** Assignment **
Exactly the lines from the one with "Hover cannot hold" through the last line of the listing must be given again.

-- Material provided follows --

PR #5828, opened 2026-09-08
Fixes the two Windsurf-only E2E failures left on main

nikolay-1986:
The last two Windsurf-only E2E failures on `main`. Both passed on VS Code and Positron with the identical bundle, and neither cause is what its CI log first suggested — the diagnosis came from driving a live Windsurf instance at the width CI runs.

### `graphScoping` — the row-action strip was revealed by hover

The strip is `visibility: hidden; pointer-events: none` until its row is hovered, focused or selected, so while inert it is transparent to hit-testing and a click aimed at it falls through to whatever is beneath. Playwright reported the merge-target ref pill intercepting the Undo Commit click for the full budget, and that reads like a layering bug — it isn't.

Measured live at a 299px side bar, where rows render in the two-line **list** layout: `.gl-graph__list-line2` spans x 81..282 and the strip x 225..285, so line2 and the pill inside it do underlie the strip for 57px. But the strip is last among the row's children and positioned, so it paints above them. With the row **selected**, `document.elementFromPoint` at the button's centre returns that button, the strip reports `pointer-events: auto`, and clicking Undo Commit moved the branch back one commit and left the undone commit's file staged. The pill only ever answers the hit test while the strip is inert.

Hover cannot hold that state open: the graph re-renders rows on its own, and Chromium does not re-evaluate `:hover` for a freshly inserted element under a stationary cursor. That is exactly the interleaving the CI log shows — attempts reporting "element is not visible" mixed with attempts where the element was "visible, enabled and stable" and the pill intercepted anyway. `clickGraphRowAction` now reveals the strip by selecting the row and asserting `aria-selected`, which is pointer-independent and survives a re-render. It clicks the row's message span, never the row box, so the click cannot resolve to a ref pill and route elsewhere.

### `rebase` — a notification toast over the Abort button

-- Material provided concluded --

** Solution to the exercise **
Hover cannot hold that state open: the graph re-renders rows on its own, and Chromium does not re-evaluate `:hover` for a freshly inserted element under a stationary cursor. That is exactly the interleaving the CI log shows — attempts reporting "element is not visible" mixed with attempts where the element was "visible, enabled and stable" and the pill intercepted anyway. `clickGraphRowAction` now reveals the strip by selecting the row and asserting `aria-selected`, which is pointer-independent and survives a re-render. It clicks the row's message span, never the row box, so the click cannot resolve to a ref pill and route elsewhere.

### `rebase` — a notification toast over the Abort button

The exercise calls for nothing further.